* TASK DESCRIPTION *
For each line below that includes the word "your", make a copy.

::: RECORD EXTRACTS

PR #436, opened 2026-09-16
docs(semantic-model): restructure section 8 around its argument

libei:
Follow-up to #433, which revised section 8's prose. This one changes its
structure and nothing else about the argument.

## What was wrong

Section 8 ran 356 lines: a **152-line unheaded preamble (43% of the section)**
followed by five H3s. Three consequences:

- A reader met `[NOT RUNNABLE]` in the listing at line 1301, learned who adds
  it at 1412, and learned why at 1441 — a **215-line gap**, for the marker
  that carries the section's point about binding.
- Reference material was 22% of the section, spread across five non-adjacent
  places.
- `Calling it from code` ran 74 lines over three distinct topics.

The underlying cause is that the section does two jobs in one stream: it makes
an argument (*you don't write these tools; they're derived*) and it is the
reference for the derivation. Those want opposite orders.

## What changed

Six headings, each with one job; the preamble drops to 15 lines because the
derivation and its three products are named up front instead of 143 lines in.

| heading | job |
|---|---|
| `## 8. Hand it to an agent` + 15-line opening | the claim |
| `### The set an agent is handed` | command, listing, and the `[NOT RUNNABLE]` gloss in place |
| `### Where each line comes from` | Table 4, and who owns each half of the instruction |
| `### What a write tool and a lookup tool do` | unchanged |
| `### What a withheld tool is waiting on` | the reasons, with the `--judge` contrast beside the reason it demonstrates |
| `### Calling it from code` | unchanged |
| `### The commerce demo, worked through` | unchanged |

`### A tool says whether it can be called` is gone; its opening paragraph moved
up under the listing and the rest became `What a withheld tool is waiting on`.
`### Who owns the instruction` is folded into the provenance heading, where
Table 4 has just shown `ai_context.instructions` becoming the instruction.

Six exceeds the guide's usual five H3s per section. Five was reachable only by
merging tool *provenance* with tool *capability*, which would recreate the
74-line two-topic heading this is meant to fix.

## One claim corrected

`kcmd agent tools` did not "read your model and nothing else". It resolves the
store your profile binds (`commands.ts:1352`, `:1379`), and a model whose
profile binds none prints `offers no tools under this profile.` and exits
non-zero (`:1387`). The same sentence also said it opens no session and changes
nothing, which **is** true — `runtime.ts:176` resolves a store without
connecting, and the listing calls no model.

## Verification

- All five fenced blocks carried across **byte-identical** (multiset diff
  against `origin/main`: 0 lines removed, 0 added).
- Prose at 80 columns; every internal link resolves; the frozen anchors
  (`#8-hand-it-to-an-agent` and the four inbound-linked ones) intact. No
  section-8 H3 anchor is linked from anywhere in the repo, checked with
  `git grep -ho 'actions\.md#[a-z0-9-]*'`.
- `npx bun test`: 1083 pass, 0 fail.

Net: 356 → 354 lines, 69 insertions / 71 deletions.


libei:
#435 landing moved main to `985c75b` and left this branch conflicting. The rebase is done and verified, but it is sitting on a **new** branch rather than on this PR's head, because publishing it here means rewriting an already-pushed branch:

    fork/section8-structure-rebased   f79e325   rebased onto 985c75b, verified
    fork/section8-structure           c1643d0   this PR's head, untouched

To land it, either force-push `f79e325` over `section8-structure`, or open a fresh PR from `section8-structure-rebased` and close this one.

**What the rebase had to resolve.** Two conflicts, both in `actions.md`, plus one anchor git could not have fixed on its own.

Section 7 renamed three headings. Git remapped six of the seven references automatically, but not the one this PR had relocated within section 8 — git only maps a rename onto a line that stayed put, so that site came through with a stale target and no conflict marker. Fixed explicitly:

    #why-a-guarded-action-is-refused  ->  #when-a-rule-stops-the-call

The new target is a closer fit than the old one: `### When a rule stops the call` is the subsection that carries the `TransferFunds` / `AmountIsPositive` expression refusal this sentence cites, and it ends on "a refusal is settled before a session opens, so a refused action leaves no transaction behind" — which is the claim the section 8 sentence makes.

**Verification after the rebase**

- Old anchor targets repo-wide: none. Stale link *label* text: none.
- `xlinks.py` over the tree, node_modules excluded: 0 broken.
- Fenced blocks vs `origin/main`: 0 lines removed, 0 added.
- `bun test`: 1083 pass, 0 fail.

**Also in this push: a writing pass over the restructure** (`f79e325`), six prose defects:

- A garden path in subject position — "A tool this binding can't serve is…" reads "A tool this binding" as one noun phrase.
- `withheld` first appeared in a heading, 100 lines after the concept it names. The section was calling one thing by three names (`[NOT RUNNABLE]`, "tools this binding can't serve", withheld); they are bound together at first contact now.
- "What a withheld tool is waiting on" opened on two library field names before the reader has a reason to care. Those moved to "Calling it from code", which owns the library surface.
- "derived from it" — the nearest noun is "the change", not the model.
- A third "It" in a chain whose previous link is the store, which can itself open a connection.
- "offerable" where the document already says callable.

libei:
Superseded by #439, merged as `7a02244`. Same work, rebased onto `985c75b` after #435 landed, plus a writing pass and the section 7 anchor fix. This branch's head was pre-rebase and could only have been updated by rewriting an already-pushed branch, so the rebase went out as a fresh PR instead.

::::::

* RESULT OF THIS TASK *
`kcmd agent tools` did not "read your model and nothing else". It resolves the
store your profile binds (`commands.ts:1352`, `:1379`), and a model whose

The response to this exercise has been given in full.